The plot below shows stall rate by time of day, where a stall is defined as a model that took more than 2.5 minutes to train. At first glance, it pointed to macOS running aggressive background processes during the night. Worth noting: Activity Monitor never showed concerning memory pressure throughout (the graph stayed in the green), so the OS didn't seem overwhelmed.
The previous plot turned out to be slightly misleading. Plotting the stall rate as a function of time elapsed since starting the HPO told a clearer story: after a few hours, stalls were essentially guaranteed.
After a bit more troubleshooting, Claude suggested the stalls were due to poor memory management of the GPU in the M4 chip. Supposedly, after the Chemprop train subprocess finished, the memory should be released. But that didn't seem to be the case.
I tested running an API version of the model within a subprocess, explicitly calling
torch.mps.synchronize() and torch.mps.empty_cache(). This
should release the memory from the GPU before finishing the script. While this seemed to
work a bit better, it didn't remove the stalls. On top of that, the API version produced a
MAE 0.05 higher than the CLI version, meaning the two are not equivalent — an unexpected
and unwelcome difference. The main solution seemed to be to restart the computer every once
in a while. Bonus mistake: the log files for chemprop training were in a temporary folder
and restarting deleted most of them, so I lost some of the logs and the images I show on
this post are from a fraction of the trained models.
Why won't it fit?
The second issue I found came up when I tried TabPFN. This is a new model for me, I heard
about it in the challenge Discord. It runs some form of neural network on tabular data. I
wanted to compare it to RF on the same fingerprints that seemed to work best. However, the
model would crash, saying it couldn't allocate enough memory. The frustrating part was that
the amount of memory it wanted to allocate should have fit within my RAM, but apparently
the GPU can't access all of it. Supposedly you can use
PYTORCH_MPS_HIGH_WATERMARK_RATIO to manage how much memory you can allocate,
but it didn't seem to make a difference in my case.

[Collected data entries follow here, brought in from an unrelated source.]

PR #213, opened 2022-10-21
191 bytes arguments

### LINKED ISSUE #191: Investigate the possibility of receiveing data as a slice
Currently, data being passed as a vector, which requires data to be clonned on Bob's side. Probably, we can receive data as a slice `&[u8]`

https://github.com/qoollo/pearl/blob/master/src/storage/core.rs#L249

idruzhitskiy:
Closes #191

### DIFF
--- a/CHANGELOG.md
+++ b/CHANGELOG.md
@@ -9,6 +9,7 @@ Pearl changelog
 #### Changed
 - File name added to error messages in Blob struct (#183)
 - Update rust edition (#175)
+- Use bytes for arguments (#191)
 
 #### Fixed
 - Fix docs (#177)
--- a/CHANGELOG.md
+++ b/CHANGELOG.md
@@ -7,6 +7,7 @@ Pearl changelog
 
 
 #### Changed
+- Use bytes for arguments (#191)
 
 
 #### Fixed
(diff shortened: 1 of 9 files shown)


CHANGELOG.md
```diff
@@ -41,6 +41,7 @@ Pearl changelog
 #### Changed
 - File name added to error messages in Blob struct (#183)
 - Update rust edition (#175)
+- Use bytes for arguments (#191)
```
ikopylov, line 44: Move this line to `[Unreleased]` section

Cargo.toml
```diff
@@ -44,6 +44,7 @@ tokio-stream = "0.1"
 nix = "0.25.0"
 libc = "0.2"
 static_assertions = "1.1.0"
+bytes = "1.2.1"
```
ikopylov, line 47: `1.2` is better. This will allow updates that do not break backwards compatibility

tests/tests.rs
```diff
@@ -416,7 +420,7 @@ async fn test_read_with() {
     debug!("read finished");
     // data_read - last record, data_read_with - first record with "1.0" meta
     assert_ne!(data_read_with, data_read);
-    assert_eq!(data_read_with, data1);
+    assert_eq!(data_read_with.to_vec(), data1);
```
ikopylov, line 423: Same here

ikopylov (approved):
LGTM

These issues could be implementation errors on my part, and I would love to hear if there are ways to improve how I use MPS to run ML models in my Mac Mini. I sometimes regret not spending more and getting a more powerful machine. However, I bought the machine shortly after being laid off last year. At the time, I only had a crappy Windows laptop (which I am using to write this post from the nice library we have by the river in Seville). Considering I was planning to take some time off and live off unemployment and severance money, I cut myself plenty of slack on the decision to buy this machine and not something more expensive. And I am generally pretty happy with the machine, but these last few weeks have shown me some limitations that I was not expecting.